Supply chain factors, investment decisions and how the new government will play a key role in manufacturing in the near future.
Many industries will study how to recover from COVID-19-related issues for most of 2021. Although the manufacturing industry has undoubtedly been affected by the pandemic, the labor force has been drastically reduced, and the GDP growth rate of the manufacturing industry is expected to drop by -5.4% in 2021, but there is still reason to remain optimistic. For example, interruptions in the supply chain can be very beneficial; interruptions force manufacturers to increase efficiency.
Historically, the US manufacturing industry has invested heavily in technology, most of which are geared towards automation. Since the 1960s, the number of workers in the manufacturing industry has decreased by about a third. Nevertheless, due to the aging of the population and the emergence of roles that need to adapt to technological challenges, a global labor investment movement may occur in 2021.
Although the transformation is imminent, the enthusiasm of corporate executives is undeniable. According to a recent Deloitte poll, 63% of them are somewhat or very optimistic about the outlook for this year. Let’s take a look at the specific aspects of manufacturing that will change in 2021.
As the continuing pandemic continues to disrupt the supply chain, manufacturers will have to reassess their global production footprint. This may lead to more emphasis on local sourcing. For example, China currently produces 48% of the world’s steel, but this situation may change as more countries hope to obtain supplies closer to their country.
In fact, a recent study shows that 33% of supply chain leaders either move part of their business out of China or plan to move it out in the next two to three years.
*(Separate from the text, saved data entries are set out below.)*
PR #714, opened 2022-06-10
[feature] add subject to send_email API action, make subject / body dynamic, expose API entities in context, [feature] add dynamic string to HTTP action request URL

donrestarone:
[add subject to send_email API action, make subject / body dynamic, expose API entities in context](https://github.com/restarone/violet_rails/issues/653)

[add dynamic string to HTTP action request URL](https://github.com/restarone/violet_rails/issues/652)

# acceptance criteria: 

1. Existing HTTP actions are functional :heavy_check_mark: 
2. HTTP action allows string interpolation in URL :heavy_check_mark: 
3. Existing send email actions are functional
4. ability to use string interpolation in email, subject and body

### DIFF
--- a/app/controllers/comfy/admin/api_namespaces_controller.rb
+++ b/app/controllers/comfy/admin/api_namespaces_controller.rb
@@ -130,7 +130,7 @@ class Comfy::Admin::ApiNamespacesController < Comfy::Admin::Cms::BaseController
 
     # Only allow a list of trusted parameters through.
     def api_namespace_params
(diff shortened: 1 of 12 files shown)


donrestarone:
@Pralish I was able to validate half the features in your pull request on Heroku. For the other half (sending emails) we are testing on staging!

donrestarone:
@Pralish there's some interesting behavior happening for existing web requests / emails (on `support.restarone.solutions`) we see the following behavior: 

Screenshot from 2022-06-09 22-35-50

the system sent some empty emails and the email subject is now "send email"

Image from iOS


We will need to address these issues with existing web request / email actions before moving forward

Pralish:
@donrestarone , This issue has been addressed. The email subject will default to previous format if empty. Is that okay?

donrestarone:
@Pralish yup! When in doubt, we should stick to Violet Rails legacy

The United States has some natural steel resources, and some manufacturers are seeking to move production closer to these steel mines. This movement may not become an international or even national trend, but because the consistency of the supply chain is questioned, and metals are more difficult to transport than consumer goods, this must be a consideration for some manufacturers.
Manufacturers are also responding to rapidly changing market demands, which may require recalibration of supply networks. COVID-19 has brought the communication needs within the supply chain into the focus of attention. Manufacturers may have to find alternative suppliers or agree on different processes with existing suppliers to ensure smooth delivery. Digital supply networks will be the basis for this: through real-time updates, they can bring unprecedented transparency even in chaotic conditions.
As mentioned above, the manufacturing industry has always attached great importance to technology investment. However, we can expect that in the next five to ten years, the proportion of funds invested in labor education will become higher and higher. As the workforce ages, there is great pressure to fill vacant positions. This means that highly skilled workers are very precious-factories must not only retain employees, but also train them appropriately to adapt to technological changes.
The most recent workforce training paradigm revolves around funding employees who return to school to earn a degree. However, these programs mainly benefit senior engineers or those who wish to enter management positions, while those closest to the production floor lack opportunities to improve their knowledge and skills.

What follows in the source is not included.